PR #21853, opened 2019-12-19
 fix the unittest of test_check_import_scipy on V100

silingtong123:
fix the unittest of test_check_import_scipy on V100 and  remove useless comments


liupluswei (approved):
LGTM

PR #21864, opened 2019-12-20
Set dtype of compare op's output to bool

zhiqiu:
As the title.
For example, `c = a>b`, `c.dtype` should be bool, however it is set to `a.dtype` before.


liym27 (approved):

liym27:
LGTM

PR #21898, opened 2019-12-23
fix elementwise broadcast bug

danleifeng:
1. fix bug when x and y need do broadcast but do same-dimension function during x.numel() == y.numel() in elementwise_mul.
2. fig bug in elementwise_add/sub/mul/div default_elementwise_x function:change numel into size.


gavin1332 (approved):
LGTM

PR #21899, opened 2019-12-23
Improve readability of function: cache_third_party, fix the code to better

zhwesky2010:
Fix function of cache_third_party to better, set **${target}_SOURCE_DIR**  out of function.
And pass it to the function. These can improve readability of code.


liupluswei (approved):
LGTM

PR #21901, opened 2019-12-23
fix cp directory bug of warpctc

zhwesky2010:
fix cp directory bug of warpctc.

**It result:** 

1bb4f369326306aba7d9dcd73ea4cee0

**After this PR:**
image


kuke (approved):
LGTM

PR #21907, opened 2019-12-24
Use skip_check_grad_ci to skip grad check

GaoWei8:
Use skip_check_grad_ci to pass grad check.

In TestConcatOp3, check_grad on large input is too slow ( more than one hour ).
PR#17015 explains the reason for skipping grad check in TestConcatOp4.

### DIFF
--- a/python/paddle/fluid/tests/unittests/test_concat_op.py
+++ b/python/paddle/fluid/tests/unittests/test_concat_op.py
@@ -16,7 +16,7 @@ from __future__ import print_function
 
 import unittest
 import numpy as np
-from op_test import OpTest
+from op_test import OpTest, skip_check_grad_ci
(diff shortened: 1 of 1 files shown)


python/paddle/fluid/tests/unittests/test_concat_op.py
```diff
@@ -76,6 +77,9 @@ def test_check_grad(self):
         pass
 
 
+@skip_check_grad_ci(
+    reason="This test will meet fetch error when there is a nul grad. The detailed information is in PR#17015."
```
zhangting2020: when there is a nul(typo) grad

GaoWei8: Done.

zhangting2020 (approved):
▬▬▬▬▬▬
Task to carry out =>
Copy every record exactly as presented.

Result of this exercise =>
PR #21853, opened 2019-12-19
 fix the unittest of test_check_import_scipy on V100

silingtong123:
fix the unittest of test_check_import_scipy on V100 and  remove useless comments


liupluswei (approved):
LGTM

PR #21864, opened 2019-12-20
Set dtype of compare op's output to bool

zhiqiu:
As the title.
For example, `c = a>b`, `c.dtype` should be bool, however it is set to `a.dtype` before.


liym27 (approved):

liym27:
LGTM

PR #21898, opened 2019-12-23
fix elementwise broadcast bug

danleifeng:
1. fix bug when x and y need do broadcast but do same-dimension function during x.numel() == y.numel() in elementwise_mul.
2. fig bug in elementwise_add/sub/mul/div default_elementwise_x function:change numel into size.


gavin1332 (approved):
LGTM

PR #21899, opened 2019-12-23
Improve readability of function: cache_third_party, fix the code to better

zhwesky2010:
Fix function of cache_third_party to better, set **${target}_SOURCE_DIR**  out of function.
And pass it to the function. These can improve readability of code.


liupluswei (approved):
LGTM

PR #21901, opened 2019-12-23
fix cp directory bug of warpctc

zhwesky2010:
fix cp directory bug of warpctc.

**It result:** 

1bb4f369326306aba7d9dcd73ea4cee0

**After this PR:**
image


kuke (approved):
LGTM

PR #21907, opened 2019-12-24
Use skip_check_grad_ci to skip grad check

GaoWei8:
Use skip_check_grad_ci to pass grad check.

In TestConcatOp3, check_grad on large input is too slow ( more than one hour ).
PR#17015 explains the reason for skipping grad check in TestConcatOp4.

### DIFF
--- a/python/paddle/fluid/tests/unittests/test_concat_op.py
+++ b/python/paddle/fluid/tests/unittests/test_concat_op.py
@@ -16,7 +16,7 @@ from __future__ import print_function
 
 import unittest
 import numpy as np
-from op_test import OpTest
+from op_test import OpTest, skip_check_grad_ci
(diff shortened: 1 of 1 files shown)


python/paddle/fluid/tests/unittests/test_concat_op.py
```diff
@@ -76,6 +77,9 @@ def test_check_grad(self):
         pass
 
 
+@skip_check_grad_ci(
+    reason="This test will meet fetch error when there is a nul grad. The detailed information is in PR#17015."
```
zhangting2020: when there is a nul(typo) grad

GaoWei8: Done.

zhangting2020 (approved):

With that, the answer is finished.